Passes d’armes à l’Assemblée nationale
Cette opération a indigné de nombreux utilisateurs sur les réseaux sociaux… mais aussi une partie des parlementaires, qui ont évoqué le sujet en plein débat sur la loi asile et immigration à l’Assemblée nationale. La présidente du groupe socialiste, Valérie Rabaud, a interpellé le ministre de l’Intérieur : “Je vous demande de réaffirmer l’autorité de l’Etat”. Elle a été suivie par le chef de file des Insoumis, Jean-Luc Mélenchon : “Gérard Collomb, nous ne sommes pas à l’abri de ces fous, et c’est votre devoir de nous protéger et de protéger les migrants qu’ils veulent agresser”.
“Ne tombez pas dans ces panneaux”, a prévenu le ministre, qui a demandé aux parlementaires de ne pas faire de publicité pour ce groupe : “C’est le piège que vous tend aujourd’hui Génération Identitaire.

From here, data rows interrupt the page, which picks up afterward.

PR #1264, opened 2023-02-15
[refactor] isolate action fetching during operation queue to a separate function

luxe:
- Isolate action fetching during operation queue to a separate function
 - Use `FluentFuture`
 
 Behavior should be the same.

### DIFF
--- a/src/main/java/build/buildfarm/instance/shard/ShardInstance.java
+++ b/src/main/java/build/buildfarm/instance/shard/ShardInstance.java
@@ -2115,7 +2115,6 @@ public class ShardInstance extends AbstractServerInstance {
             "ShardInstance(%s): queue(%s): fetching action %s",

Nous condamnons ces gesticulations”, a‑t-il déclaré.
Mais pour certains députés, Gérard Collomb et son projet de loi sont en partie responsables de cette situation : “On vote une loi très dure sur l’immigration : un certain discours gouvernemental nourrit, quelque part, cette confiance des groupuscules d’extrême-droite”, accuse Eric Coquerel (FI). “C’est assez immonde que de faire croire que des milices d’extrême-droite qui s’attaquent à des gens en situation de précarité dans une frontière pourraient être portés par un texte de loi en cours d’examen, ça ne sert personne”, répond Olivier Vérand, député marcheur de l’Isère.

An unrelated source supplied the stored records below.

PR #1265, opened 2023-02-15
[refactor] remove recursion from enumerateActionInputDirectory

luxe:
`enumerateActionInputDirectory` is currently recursive.  Use a `Stack` to avoid stack overflow.


src/main/java/build/buildfarm/common/config/Backplane.java
```diff
@@ -45,7 +45,6 @@ public enum BACKPLANE_TYPE {
   private boolean cacheCas = false;
 
   public String getRedisUri() {
-
```
werkt, line 48: errant ws change, pull this out

werkt (approved):
Nice, this should be safer. Good Job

Une nervosité palpable sur tous les bancs des parlementaires, qui a également donné lieu à un accroc entre Jean-Luc Mélenchon et le député FN Gilbert Collard, et à laquelle la longueur des débats n’est bien sûr pas étrangère.
L’essentiel de l’information insiste sur une double critique :
‣ celle de Génération Identitaire et de ses idées
‣ celle de la loi asile et immigration présentée comme trop dure.
Des choix qui ne sont pas anodins.
- RTL ou l’occasion de militer (bis): 28 avril
Des médias et de l’humour à sens unique, rien de bien neuf dans les studios, à partir de 1’25 sur RTL (l’humoriste est « tombée de l’armoire ») :
La question serait celle… du « cœur pur »… Elle est habillée en noir mais ne porte pas son brassard.
- Le Média ou l’occasion de militer (ter): 24 avril
Il y aurait ici « une internationale fasciste », avec « beaucoup d’argent ». À voir ici :
Le mot « néo nazi » apparaît évidemment. L’invitée explique que le Bien consiste à aider des illégaux à traverser… illégalement… une frontière.
Globalement, et ce n’est pas une surprise, l’image rendue de l’action de Génération Identitaire oppose le camp du Bien (la gauche sous toutes ses formes) et le camp du Mal (les idées d’enracinement et identitaires). Une chose est certaine : les médias officiels semblent dépassés par le réel. L’image du monde qu’ils veulent donner ne passe plus : les Français voient clairement le monde réel derrière le voile des images médiatiques construites.